Patients were followed-up for subsequent postoperative visits occurring weekly to bi-monthly. Each drain was removed when its output was ≤30 mL/d. Expander fills were performed at subsequent clinic visits, beginning approximately 3 to 4 weeks postoperatively. Patients who underwent adjuvant chemotherapy continued with expansion throughout the duration of chemotherapy, whereas those who required radiation postoperatively were expanded rapidly followed by radiation.

At all postoperative visits with the reconstructive surgeon, patients were thoroughly examined for presence of SSI (cellulitis, purulent drainage), necrosis, seroma, or hematoma. SSI was defined as any instance where antibiotics were restarted or where erythema, cellulitis, warmth, purulent drainage, or fever occurred. SSI was further classified in 3 categories: minor when requiring oral antibiotics, major when requiring inpatient intravenous antibiotics or operative washout, and finally, explantation. The determination of outpatient vs inpatient antibiotic therapy was primarily clinical—that is, for patients with an initial presentation and minimal to mild symptoms (eg, focal area of cellulitis limited to a small portion of the total incision), these were typically treated with outpatient per oral antibiotics. Persistent or extensive cellulitis as well as systemic symptoms such as fever were treated with inpatient intravenous antibiotics.

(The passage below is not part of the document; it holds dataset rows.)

PR #2249, opened 2026-06-12
[STG-2278] feat(cli): did-you-mean + telemetry for unknown commands

shrey150:
## Summary

Linear: https://linear.app/browserbase/issue/STG-2278/add-did-you-mean-suggestions-and-telemetry-for-unknown-browse-commands

Adds a `command_not_found` oclif hook to the browse CLI that prints a did-you-mean suggestion for unknown commands and emits a new `cli.command_not_found` telemetry event, while preserving oclif's standard "command not found" error and exit code 2.

## Impact if merged

Unknown commands (`browse sessions` / `search` / `contexts` / `auth status` — the old Commander-era syntax that agents were trained on, plus plain typos) currently exit 2 with no suggestion and emit NO telemetry event, so this failure class is invisible by construction. Old-binary telemetry shows the pattern is real (1,310 commander-error events from `sessions.list` alone in 30d; 115 from `search`). It's a failed-first-command class, and a failed first command cuts 7-day retention 12.4x (0.42% vs 5.21%). Did-you-mean turns an agent guess-loop into a one-turn recovery, and the new `cli.command_not_found` event finally lets us size and rank the dead ends. No new dependency — deliberately avoids `@oclif/plugin-not-found`, which prompts interactively (agent-hostile).

## Implementation notes

- **New hook** `src/hooks/command-not-found.ts`, registered in the `oclif.hooks` config. Suggestion order: explicit alias table first (old-CLI syntax → current tree, e.g. `sessions` → `cloud sessions list`, `auth status` → `doctor`, `search` → `cloud search`), then nearest match by Levenshtein over `config.commandIDs` with a distance threshold (the did-you-mean clause is omitted when nothing decent matches). Alias targets are validated against the live command tree at runtime and against `oclif.manifest.json` in tests, so they can't silently drift.
- **Privacy: id + suggestion only, never argv.** oclif's spaced-topic parsing glues unknown leading argv tokens into the attempted id (e.g. `browse opne https://example.com` arrives as `opne:https://example.com`), so the hook sanitizes down to leading command-shaped tokens and reports only the matched prefix (or the first token when nothing matches). The telemetry payload carries exactly `attempted_command` and `suggested_command` — URLs, selectors, queries, and secrets never leave the machine. Covered by a dedicated test asserting argv values are absent from captured payloads.
- **Exit semantics preserved.** A `command_not_found` hook that returns normally makes oclif treat the invocation as handled (exit 0), silently swallowing the failure. The hook therefore re-throws oclif's standard `CLIError("command <id> not found")` after printing the suggestion, keeping stderr output and exit code 2 byte-identical to current behavior.
- **Telemetry can't hang or get lost.** The event reuses the existing PostHog transport (400ms abort timeout, best-effort catch) and is awaited inside the hook before the error is thrown, so it is delivered before process exit but cannot delay it beyond the transport timeout. The `finally`-hook completion path early-returns for unknown commands (prerun never fires), so there is no double counting.
- No new runtime dependency; ~140 LOC of source plus tests.

## E2E Test Matrix

| --- | --- | --- |
| `node bin/run.js sessions` (local build) | stderr: `"browse sessions" is not a browse command. Did you mean "browse cloud sessions list"? Run browse --help for all commands.` then `Error: command sessions not found`; `echo $?` → `2` | Proves alias suggestion + preserved exit code on the highest-volume old-syntax pattern |
| `node bin/run.js auth status` | stderr: `"browse auth status" is not a browse command. Did you mean "browse doctor"? ...`; exit `2` | Proves multi-token alias matching (`auth:status` → `doctor`) |
| `node bin/run.js search "test"` | stderr: `"browse search" is not a browse command. Did you mean "browse cloud search"? ...`; exit `2`; the query token is not shown as part of the attempted command | Proves alias prefix matching strips trailing user args from messaging |
| `node bin/run.js opne https://example.com` | stderr: `"browse opne" is not a browse command. Did you mean "browse open"? ...`; exit `2` | Proves Levenshtein typo fallback; URL excluded from the attempted command |
| `node bin/run.js open https://example.com --local` | JSON result `{"mode": "managed-local", ..., "title": "Example Domain", "url": "https://example.com/"}`; exit `0`; no suggestion output | Proves valid commands are completely unaffected (hook never fires) |
| Live telemetry capture: `BROWSERBASE_TELEMETRY_HOST=<local capture server>` + `node bin/run.js auth status` | Capture server logged `POST /i/v0/e/` with `"event": "cli.command_not_found"`, `"attempted_command": "auth.status"`, `"suggested_command": "doctor"` plus standard env/version props; payload received before CLI exit `2`; no argv content in payload | Proves the event actually sends, flushes before process exit, and carries only id + suggestion |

Other complications requiring intervention (hematoma or seroma drainage, wound debridement) for each visit were recorded. Review of chart for clinical evaluations was concluded on second-stage reconstruction, need for explantation, or death.

Statistical Analysis

Statistical analysis was performed with IBM SPSS Statistics 23.0 software (IBM Corporation, Armonk, NY, USA). An a priori power analysis based on a prior retrospective study¹¹ comparing TAS and CHG was performed. This analysis indicated that a sample size of 359 breast pockets for each irrigation solution, and thus 359 total patients who acted as their own control, would be required to reject the null hypothesis and show a statistically significant difference in SSI between the 2 solutions, if there was a difference at all. Chi-square tests were employed to detect significantly different outcomes between the 2 groups. A probability of type I error of 5% (P < 0.05) was utilized to determine statistical significance.

RESULTS

A total of 88 patients who underwent bilateral mastectomy were enrolled. All 88 patients received TAS irrigation on one side and CHG irrigation on the contralateral side. Thus, demographic characteristics and operative details were equivalent in the TAS and CHG cohorts because each patient served as their own control. Demographics and operative details are outlined in Tables 1 and 2.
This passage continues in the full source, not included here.